Le maître que Quesnay avait choisi ne lui fut pas d’un grand secours. L’art de saigner fut tout ce qu’il en put apprendre. Mais, en revanche, l’élève devint, sans le savoir, très utile au professeur. Ce dernier exerçait sans diplôme, parce qu’il manquait des connaissances dont il aurait fallu justifier pour l’obtenir.

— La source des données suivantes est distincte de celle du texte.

PR #2392, opened 2023-02-22
CI: Skip rather than failing in 2 common scenarios

tomaarsen:
Hello!

## Pull Request overview
* Skip CI jobs rather than letting them fail in 2 common scenarios:
  1. If a PR is created from a fork.
  2. If a PR does not contain code changes.

### Scenario 1
If a PR is created from a fork, then certain secrets will be inaccessible, e.g. `secrets.AR_DOCKER_USERNAME` and `secrets.AR_DOCKER_PASSWORD`. This causes the "Docker Deploy" job to fail, understandably. It would be better if these jobs would be skipped instead.
See [here](https://github.com/argilla-io/argilla/actions/runs/4240437103/jobs/7369703791) for an example case.

### Scenario 2
There are two subsequent jobs: One to build the Python package, and one to deploy it as a Docker image. The first one will stop halfway through if there are no code changes found in the PR, but the second job will still try to deploy the build artifact. Upon trying to load it, it will crash.
See [here](https://github.com/argilla-io/argilla/actions/runs/4229327600/jobs/7345607762) for an example case.

### Scenario 1
Sadly, secrets are not accessible on the `build.if` and `deploy_docker.if` level, so we can't use e.g. `if: secrets.AR_DOCKER_USERNAME != ''`. Instead, we are required to use an environment variable, e.g. `IS_DEPLOYABLE` to track whether the secrets are accessible, and then add `if env.IS_DEPLOYABLE == 'true'` to all steps.

### Scenario 2
This was as simple as setting `code_outputs` as an output from the `build` job, which can then be read as input for the `deploy_docker` job. This job is now skipped if there are no code changes in the PR/commit.

---

**Type of change**

**How Has This Been Tested**

Through this PR. Note: I have only been able to test scenario 1 (PR from a fork). I haven't been able to test scenario 2 nor the "normal" scenarios where these jobs do actually execute (i.e. first-party PR with code changes). These are annoying to test easily. I think we're best off merging this and reverting if any scenarios work unexpectedly, rather than trying to test all of the scenarios in a separate repo.

**Checklist**

---

With this PR I hope to have reached the point where CI failures imply actual issues and CI passes imply that a PR is "likely ready".

- Tom Aarsen

### DIFF
--- a/.github/workflows/package.yml
+++ b/.github/workflows/package.yml
@@ -211,9 +211,9 @@ jobs:
     # Only build the package if we can deploy it as a docker image
     env:
       IS_DEPLOYABLE: ${{ secrets.AR_DOCKER_USERNAME != '' }}
-    if: env.IS_DEPLOYABLE == 'true'
     outputs:
       code_changes: ${{ steps.filter.outputs.code_changes }}
+
     steps:
       - name: Checkout Code 🛎
         uses: actions/checkout@v2
@@ -233,7 +233,7 @@ jobs:
               - '.github/workflows/package.yml'
       - name: Cache pip 👜
         uses: actions/cache@v2
-        if: steps.filter.outputs.code_changes == 'true'
+        if: steps.filter.outputs.code_changes == 'true' && env.IS_DEPLOYABLE == 'true'
         env:
           # Increase this value to reset cache if pyproject.toml has not changed
           CACHE_NUMBER: 0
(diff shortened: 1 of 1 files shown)


frascuchon (commented):
Nice !!!

The only thing is the condition duplication on each job action step. Do you think we could define a job-level condition (at least with the IS_DEPLOYABLE check) to skip the whole job?

Take a look at this https://docs.github.com/en/actions/using-jobs/using-conditions-to-control-job-execution

tomaarsen:
I had a look at those docs earlier, but I was under the impression that the job-level `if` is unable to access the `env` values that are set in that same job. Let me give it a try, though. 
Oh, and I agree that spamming the `if` on like 8 subsequent steps is horrible, I'd much rather avoid it.

.github/workflows/package.yml
```diff
@@ -262,6 +267,9 @@ jobs:
       - build
       - test-elastic
       - test-opensearch
+    env:
+      IS_DEPLOYABLE: ${{ secrets.AR_DOCKER_USERNAME != '' }}
+    if: needs.build.outputs.code_changes == 'true' && env.IS_DEPLOYABLE == 'true'
```
tomaarsen: If it works, then we can also remove the `env` from here: if `IS_DEPLOYABLE` would ever be false, then `build` would have been skipped, and the `docker_deploy` job would never have started as `build` is one of its requirements.

tomaarsen:
I believe it did not work. The `Build the python package` job was ran, despite `IS_DEPLOYABLE` being false: https://github.com/argilla-io/argilla/actions/runs/4242551009/jobs/7374203626. 
The reason the CI was green is because the scenario 2 fix does still work: this PR has no code changes, so the deployment jobs were skipped.

I believe I'll have to revert my commit to get the PR ready again.

.github/workflows/package.yml
tomaarsen: Sadly, this doesn't apply as the job-level conditional using `env.IS_DEPLOYABLE` did not skip the `build` job despite `IS_DEPLOYABLE` being false.

frascuchon (approved):
Okay, no worries. We can take a look in the future.

Thanks @tomaarsen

La pensée lui vint de s’emparer, en l’absence de Quesnay, des cahiers où celui-ci consignait le résumé de ses observations et de ses lectures. Ayant exécuté ce projet, il vint à Paris les présenter au lieutenant du premier chirurgien du roi comme des leçons qu’il donnait à son élève. Ce travail fut trouvé excellent par l’examinateur, et celui qui s’en attribuait le mérite pourvu, sans autre justification, de ses lettres de maîtrise. La science de l’élève servait aussi de passeport à l’ignorance du maître, et c’était Quesnay qui recevait ses grades sous le nom d’un autre.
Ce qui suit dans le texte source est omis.